The following artists received multiple nominations:
- Six: Dan Auerbach, Fun, Jay-Z, Mumford & Sons, Frank Ocean, Kanye West
- Five: The Black Keys, Chick Corea, Miguel
- Four: Jeff Bhasker, Bob Ludwig, Nas
- Three: Kelly Clarkson, Drake, Kenny Garrett, Chris Gehringer, Gotye, Mark Hall, Hunter Hayes, Janelle Monáe, Matt Redman, Rihanna, Marvin Sapp, Skrillex, Esperanza Spalding, Bruce Springsteen, Taylor Swift, 2 Chainz, Jack White
- Two: André 3000, Alabama Shakes, Matthew Bellamy, Big Sean, Gary Burton, Casting Crowns, Eric Church, The Civil Wars, Coldplay, Danger Mouse, Andrew Dawson, Ronnie Dunn, Florence and the Machine, James Fortune, Serban Ghenea, Anthony Hamilton, Calvin Harris, Israel & New Breed, Carly Rae Jepsen, Wiz Khalifa, Kimbra, Greg Kurstin, Lil Wayne, The Lumineers, Maroon 5, Mary Mary, Pusha T, Robert Glasper Experiment, Luciana Souza, Tamia, The-Dream, The Time Jumpers

The following artists received multiple awards:
- Five: Dan Auerbach
- Three: The Black Keys, Gotye, Jay-Z, Skrillex, Kanye West
- Two: Chick Corea, Fun., Kimbra, Mumford & Sons, Frank Ocean, Matt Redman, Esperanza Spalding

Nas had most nominations without a win, with four. Four artists had three nominations without a win: Bruce Springsteen, Jack White, Hunter Hayes and Marvin Sapp.

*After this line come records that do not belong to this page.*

PR #160, opened 2019-06-18
Add JMH default values for iteration count that correspond more closely to Renaissance defaults.

axel22:
cc @tkrodriguez @dougxc

### DIFF
--- a/build.sbt
+++ b/build.sbt
@@ -250,21 +250,22 @@ lazy val renaissance: Project = {
   allProjects.foldLeft(p)(_ aggregate _)
 }
 
-def generateJmhWrapperBenchmarkClass(
-  name: String,
-  packageName: String,
-  outputDir: File
-): File = {
+def generateJmhWrapperBenchmarkClass(info: BenchmarkInfo, outputDir: File): File = {
+  val packageName = info.benchClass.getPackage.getName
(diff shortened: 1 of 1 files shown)


project/jmh.scala
```diff
@@ -6,21 +6,22 @@ import sbt.util.Logger
...
      import java.util.concurrent.TimeUnit;
+     import static java.util.concurrent.TimeUnit.MILLISECONDS;
      import org.openjdk.jmh.annotations.*;
      import org.renaissance.RenaissanceBenchmark;
      import org.renaissance.JmhRenaissanceBenchmark;
 
      @State(Scope.Benchmark)
      @OutputTimeUnit(TimeUnit.MILLISECONDS)
+     @Warmup(iterations = ${info.repetitions}, time = 1, timeUnit = MILLISECONDS)
+     @Measurement(iterations = ${info.repetitions / 4 + 1}, time = 1, timeUnit = MILLISECONDS)
```
farquet: How did you choose this value ?

axel22: In our infrastructure, we take about 20-40% of the last iterations to compute the mean value, which seems to give reasonably stable measurements.
The `+ 1` is added to circumvent situations in which `repetitions < 4`.

Issue #46, opened 2019-04-17
Add automation for the website publishing


axel22:
Since we'll be publishing from the `website` directory, we will need a job that invokes `jekyll` and copies the files to `renaissance-benchmarks.github.io`.

This is not critical for the first release, since we can just manually copy the files, but we should eventually automate it.

PR #174, opened 2019-07-03
Release v0.10.0

farquet:
Blog announcement and version bump


axel22:
Some other resources hardcode the `0.9.0` version, currently - for example, the Travis CI definition.
I suggest that you do a grep to find all such occurrences, and update them.

farquet:
> Some other resources hardcode the 0.9.0 version, currently - for example, the Travis CI definition.
I suggest that you do a grep to find all such occurrences, and update them.

Fixed.

farquet:
Interesting. Updating the readme from within sbt with `runMain org.renaissance.Launcher --readme` doesn't provide the same output as using the bundled jar : 
```
diff --git a/README.md b/README.md
index 3aad9d2..038b28a 100644
--- a/README.md
+++ b/README.md
@@ -47,7 +47,7 @@ For example, you can specify `scala-kmeans` as the benchmark.
 The following is a complete list of command-line options.

-renaissance-core, version 0.10.0
+Renaissance Benchmark Suite, version 0.10.0
 Usage: renaissance [options] [benchmark-specification]

   -h, --help               Prints this usage text.
```

.travis.yml
```diff
@@ -15,20 +15,20 @@ refs:
       - 'mkdir -p "$HOME/.prebuilt"'
       - 'ls "$HOME/.prebuilt"'
       - 'rm -rf "$HOME/.prebuilt"/*.jar'
-      - 'cp target/renaissance-gpl-0.9.0.jar "$HOME/.prebuilt/"`git rev-parse HEAD`.jar'
```
axel22: Opt: perhaps there is a way to add an env variable to this file, to have a single version declaration.
If you do, I would suggest adding a comment to `version.sbt`, with a reminder that `.travis.yml` should also be changed when changing `version.sbt`.

axel22:
> Interesting. Updating the readme from within sbt with `runMain org.renaissance.Launcher --readme` doesn't provide the same output as using the fatjar :
> 

I *think* that you should change this line to change the title:

```
  val renaissanceTitle = classOf[RenaissanceBenchmark].getPackage.getSpecificationTitle
```

.travis.yml
farquet: That's a good idea. I'll do it.
Let's try to make the release process as easy as possible. Btw, coffee is on me for the one who will take care of #46 ;)

PR #178, opened 2019-07-10
Store benchmark failure into JSON (issue #162)

### LINKED ISSUE #162: Validation failure not stored in JSON/CSV
When a benchmark (validation) fails, the JSON output is shorter (than in successful run) but the failure is not logged there. One has to inspect stdout for that information.

This information should be part of the JSON somehow (we already have `environment.vm.termination` field there).

Storing this inside CSV could be tricky, though.

vhotspur:
This is an attempt to fix #162 (JSON and CSV do not report in any way whether the benchmark failed).

In this PR the information about benchmark outcome is added to JSON. I have not added it to CSV as I see no reasonable way to store it there.

For the purposes of testing, this PR also extends the dummy benchmarks with two failing ones.

The downside is that the code for the output writers is growing in complexity. Hopefully with #81 this functionality could be moved to separate plugins.

### DIFF
--- a/renaissance-core/src/main/java/org/renaissance/RenaissanceBenchmark.java
+++ b/renaissance-core/src/main/java/org/renaissance/RenaissanceBenchmark.java
@@ -109,6 +109,7 @@ public abstract class RenaissanceBenchmark {
         for (ResultObserver observer : config.resultObservers()) {
           observer.onFailure(name());
         }
+        return t;
       }
     }
   }
--- a/renaissance-core/src/main/java/org/renaissance/RenaissanceBenchmark.java
+++ b/renaissance-core/src/main/java/org/renaissance/RenaissanceBenchmark.java
@@ -96,6 +96,9 @@ public abstract class RenaissanceBenchmark {
       }
       return null;
     } catch (Throwable t) {
+      for (ResultObserver observer : config.resultObservers()) {
+        observer.onFailure(name());
+      }
       return t;
     } finally {
       try {
--- a/renaissance-core/src/main/java/org/renaissance/RenaissanceBenchmark.java
+++ b/renaissance-core/src/main/java/org/renaissance/RenaissanceBenchmark.java
@@ -106,6 +106,9 @@ public abstract class RenaissanceBenchmark {
       } catch (Throwable t) {
         System.err.println("Error during tear-down: " + t.getMessage());
         t.printStackTrace();
+        for (ResultObserver observer : config.resultObservers()) {
+          observer.onFailure(name());
+        }
       }
     }
   }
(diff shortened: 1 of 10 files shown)


renaissance-core/src/main/java/org/renaissance/ResultObserver.java
```diff
@@ -11,5 +11,13 @@
...
   public void onNewResult(String benchmark, String metric, long value);
+
+  /** Callback when benchmark fails.
+   *
+   * Serves to e.g. invalidate previous results or marking the run as failed.
+   *
+   * @param benchmark Name of the benchmark.
+   */
+  public void onFailure(String benchmark);
   public void onExit();
```
axel22: We should add an empty line.

renaissance-core/src/main/java/org/renaissance/RenaissanceBenchmark.java
```diff
@@ -96,6 +96,9 @@ public final Throwable runBenchmark(Config config) {
       }
       return null;
     } catch (Throwable t) {
+      for (ResultObserver observer : config.resultObservers()) {
+        observer.onFailure(name());
+      }
```
axel22: What would be the consequences of placing this callback in the `finally` block after the `tearDownAfterAll` call?

renaissance-core/src/main/java/org/renaissance/RenaissanceBenchmark.java
```diff
@@ -96,13 +96,19 @@ public final Throwable runBenchmark(Config config) {
...
       return t;
     } finally {
       try {
         tearDownAfterAll(config);
       } catch (Throwable t) {
         System.err.println("Error during tear-down: " + t.getMessage());
         t.printStackTrace();
+        for (ResultObserver observer : config.resultObservers()) {
+          observer.onFailure(name());
```
axel22: Another thing - should you be passing the exception object to the observer too?

axel22: Also, should `t` be returned here?

renaissance-core/src/main/java/org/renaissance/ResultObserver.java
vhotspur: Done, thanks for catching this.

renaissance-core/src/main/java/org/renaissance/RenaissanceBenchmark.java
vhotspur: It should be there too :-). Fixed.

renaissance-core/src/main/java/org/renaissance/RenaissanceBenchmark.java
vhotspur: > Also, should t be returned here?

I am not sure why we do not return `t` here but it definitely makes sense. Added.

> Another thing - should you be passing the exception object to the observer 

Maybe, it is not needed now.

PR #179, opened 2019-07-10
Travis: check *.java are in pure ASCII

### LINKED ISSUE #43: Prevent non ASCII characters in Java source files
Non english users on Mac OS will hit 
```
[error] <path>/renaissance-benchmarks/benchmarks/rx/src/main/java/org/renaissance/rx/RxScrabbleImplementation.java:2:1: unmappable character for encoding ASCII
```
if they run `sbt assembly` since a non ASCII character appears in the source code because of locale environment variables set automatically by the OS.

We could add a travis check that prevents non ascii characters in java files (scala is not a problem).
The goal being to make the process as smooth as possible for new cloners of the repo.

vhotspur:
This should fix #43 where non-ASCII characters caused compilation problems on Mac.

### DIFF
--- a/.travis.yml
+++ b/.travis.yml
@@ -46,6 +46,11 @@ jobs:
         - ./tools/sbt/bin/sbt assembly
         - java -jar ./target/renaissance-gpl-$RENAISSANCE_VERSION.jar --readme && git diff --exit-code -- README.md CONTRIBUTION.md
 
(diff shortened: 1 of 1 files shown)


vhotspur:
Hmmm :-(. Not sure why Travis CI was not triggered on this PR.

Issue #27, opened 2019-04-12
Decide on benchmark-specific parametrization


axel22:
Should the benchmarks have configurable sizes and parallelism levels, or other parameters?
If so, how should a benchmark implementation inform the harness about its available parameters, and how should these be passed from the harness to the benchmark?

vhotspur:
Implemented via #191.

PR #182, opened 2019-07-15
WiP: benchmark parameters (configurations)

vhotspur:
Start work on benchmark parameters (#27). It is now possible to define benchmark configurations via

```java
@Configuration(name="default", values={"param=42", "threads=1"})
@Configuration(name="large", values={"param=42", "threads=cpu.count"})
```

added to the benchmark class and then (from inside the benchmark) query them via

```java
config.parameter("threads")
```

to alter benchmark workload (user specifies the configuration via `--configuration`).

Currently, only integers are supported as parameter values and use of `Config` to pass the parameters is a temporary workaround as they belong more to some context object (see #81).

Added benchmark `dummy-params` as a demonstrator.

Let's take this as a starting point for discussion how it should look like. The implementation is minimal but it allows at least some experimenting.


lbulej:
Integrated (in slightly modified form) into the api-cleanup branch, including benchmark modifications.

lbulej:
Superseded by #191

PR #183, opened 2019-07-15
dotty: rework classpath handling (fixes #176)

### LINKED ISSUE #176: dotty benchmark fails on Windows
Running `dotty` benchmark on Windows results in the following failure (see [also here](https://ci.appveyor.com/project/vhotspur/renaissance/builds/25722034#L694) a build from AppVeyor (PR #139)):

```
java.nio.file.InvalidPathException: Illegal char <:> at index 4: file:/C:/Users/user/renaissance/./tmp-jars-76485191019216267
05/cp-scala-dotty_2.12-0.9.0.jar5631486227090191329.jar                                                                         
        at sun.nio.fs.WindowsPathParser.normalize(WindowsPathParser.java:182)                                                   
        at sun.nio.fs.WindowsPathParser.parse(WindowsPathParser.java:153)                                                       
        at sun.nio.fs.WindowsPathParser.parse(WindowsPathParser.java:77)                                                        
        at sun.nio.fs.WindowsPath.parse(WindowsPath.java:94)                                                                    
        at sun.nio.fs.WindowsFileSystem.getPath(WindowsFileSystem.java:255)                                                     
        at java.nio.file.Paths.get(Paths.java:84)                                                                               
        at dotty.tools.io.Directory$.apply(Directory.scala:30)  
        ...
```

For context, we run the compiler with the following arguments:

```scala
    val args = Seq[String](
      DOTTY_ARG_CLASS_PATH,
      Thread.currentThread.getContextClassLoader
        .asInstanceOf[URLClassLoader]
        .getURLs
        .mkString(File.pathSeparator),
      DOTTY_ARG_TYPE_CONVERSION,
      DOTTY_ARG_CLASS_FILE_DESTINATION,
      outputPath.toString
    )
```

The culprit seems to be that in the end we pass list of URLs that are preceded by `file:/` that the Windows part of FS abstraction is unable to handle. Note that the harness installed this context class loader so we know that the classpath points always to a list of JARs stored on disk.

It seems that the following fixes it (it still runs on Linux and it also runs on Windows). But that is a rather fragile solution. I do not know Dotty at all so I am wondering why it cannot use the existing classpath or whether it would be possible to give it some classloader directly instead of this remarshalling.

Any opinions what to do with this (especially whether we should merge such workaround at all)?

```diff
--- a/benchmarks/scala-dotty/src/main/scala/org/renaissance/scala/dotty/Dotty.scala
+++ b/benchmarks/scala-dotty/src/main/scala/org/renaissance/scala/dotty/Dotty.scala
@@ -85,6 +85,7 @@ class Dotty extends RenaissanceBenchmark {
       Thread.currentThread.getContextClassLoader
         .asInstanceOf[URLClassLoader]
         .getURLs
+        .map(p => p.toString.replace("file:/", ""))
         .mkString(File.pathSeparator),
       DOTTY_ARG_TYPE_CONVERSION,
       DOTTY_ARG_CLASS_FILE_DESTINATION,
```

vhotspur:
I have tried the suggestion from #176 discussion but that does not work as Dotty looks at the root classpath, not at the current class loader.

I have added an explanation to the source and provided a fix that converts the URLs to local file paths which should work well even on Windows.

### DIFF
--- a/benchmarks/scala-dotty/src/main/scala/org/renaissance/scala/dotty/Dotty.scala
+++ b/benchmarks/scala-dotty/src/main/scala/org/renaissance/scala/dotty/Dotty.scala
@@ -80,12 +80,34 @@ class Dotty extends RenaissanceBenchmark {
   private val DOTTY_ARG_TYPE_CONVERSION = "-language:implicitConversions"
 
   override def runIteration(c: Config): BenchmarkResult = {
+    /*
+     * Construct the classpath for the compiler. Unfortunately, Dotty is
+     * unable to use current classloader (either of this class or this
+     * thread) and thus we have to explicitly pass it. Note that
+     * -usejavacp would not work here as that reads from java.class.path
+     * property and we do not want to modify global properties here.
+     *
+     * Therefore, we leverage the fact that we know that our classloader
+     * is actually a URLClassLoader that loads the benchmark JARs
+     * from temporary directory. And we convert all the URLs to
+     * plain file paths.
+     *
+     * Note that using URLs as-is is not possible as that prepends the
+     * "file:/" protocol that is not handled well on Windows when
+     * on classpath.
+     *
+     * Note that it would be best to pass the classloader to the compiler
+     * but that seems to be impossible with current API (see discussion
+     * at https://github.com/renaissance-benchmarks/renaissance/issues/176).
+     */
+    val cp = Thread.currentThread.getContextClassLoader
+      .asInstanceOf[URLClassLoader]
+      .getURLs
+      .map(url => (new java.io.File(url.toURI)).getPath)
+      .mkString(File.pathSeparator)
     val args = Seq[String](
       DOTTY_ARG_CLASS_PATH,
-      Thread.currentThread.getContextClassLoader
-        .asInstanceOf[URLClassLoader]
-        .getURLs
-        .mkString(File.pathSeparator),
+      cp,
       DOTTY_ARG_TYPE_CONVERSION,
       DOTTY_ARG_CLASS_FILE_DESTINATION,
       outputPath.toString


benchmarks/scala-dotty/src/main/scala/org/renaissance/scala/dotty/Dotty.scala
```diff
@@ -80,12 +80,34 @@ class Dotty extends RenaissanceBenchmark {
...
+     * thread) and thus we have to explicitly pass it. Note that
+     * -usejavacp would not work here as that reads from java.class.path
+     * property and we do not want to modify global properties here.
+     *
+     * Therefore, we leverage the fact that we know that our classloader
+     * is actually a URLClassLoader that loads the benchmark JARs
+     * from temporary directory. And we convert all the URLs to
+     * plain file paths.
+     *
+     * Note that using URLs as-is cannot be used as that prepends the
```
davleopo: "Note that using URLs as-is is not possible ..."

benchmarks/scala-dotty/src/main/scala/org/renaissance/scala/dotty/Dotty.scala
```diff
@@ -80,12 +80,34 @@ class Dotty extends RenaissanceBenchmark {
...
+     * "file:/" protocol that is not handled well on Windows when
+     * on classpath.
+     *
+     * Note that it would be best to pass the classloader to the compiler
+     * but that seems to be impossible with current API (see discussion
```
davleopo: Have you found anything about whether this may change in the future?

benchmarks/scala-dotty/src/main/scala/org/renaissance/scala/dotty/Dotty.scala
```diff
@@ -80,12 +80,34 @@ class Dotty extends RenaissanceBenchmark {
...
+     * at https://github.com/renaissance-benchmarks/renaissance/issues/176).
+     */
+    val cp = Thread.currentThread.getContextClassLoader
+      .asInstanceOf[URLClassLoader]
+      .getURLs
+      .map(url => (new java.io.File(url.toURI)).getPath)
```
davleopo: Thanks for catching this!

benchmarks/scala-dotty/src/main/scala/org/renaissance/scala/dotty/Dotty.scala
vhotspur: Thanks!

benchmarks/scala-dotty/src/main/scala/org/renaissance/scala/dotty/Dotty.scala
vhotspur: No, but I did only a quick search through the issues that are on GitHub.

Two artists received a posthumous Grammy Award: Gil Evans (Best Instrumental Arrangement) and Ravi Shankar (Best World Music Album).

== In Memoriam ==
Dave Brubeck, Leroy "Sugarfoot" Bonner, Andy Williams, Donna Summer, Robin Gibb, Patti Page, Earl Scruggs, Chuck Brown, Davy Jones, Dick Clark, Fontella Bass, Marva Whitney, Jimmy Jones, Cleve Duncan, Herb Reed, Frank Wilson, Hal David, Scott McKenzie, Andy Griffith, Marvin Hamlisch, Richard Adler, Patty Andrews, Dorothy McGuire, Jenni Rivera, Kitty Wells, Frances Preston, Donna Hilley, Rick Blackburn, Doc Watson, Mike Auldridge, Joe South, Ravi Shankar, Mickey Baker, Donald "Duck" Dunn, Carl Davis, Adam Yauch, Jon Lord, Ed Cassidy, Ronnie Montrose, Frank Barsalona, Gil Friesen, Chris Lighty, Billy Strange, Big Jim Sullivan, Jim Marshall, George Marino, John Stronach, Howard Hilson Scott, Al DeLory, Mike Melvoin, Alan Mintz, David Braun, Paul Marshall, Jules Chaikin, Paquito Hechavarria, Yomo Toro, Luis Alberto Spinetta, Elliott Carter, Maurice André, Dietrich Fischer-Dieskau, Claude Nobs, Carrie Smith, Red Holloway, Bob Babbitt, Andrew Love, Bob Welch, Bob Birch and Levon Helm.

== Televised ratings ==
In its original live television broadcast, the ceremony received a 25 share/rating among viewers aged 18–49 and was watched by 28.37 million people.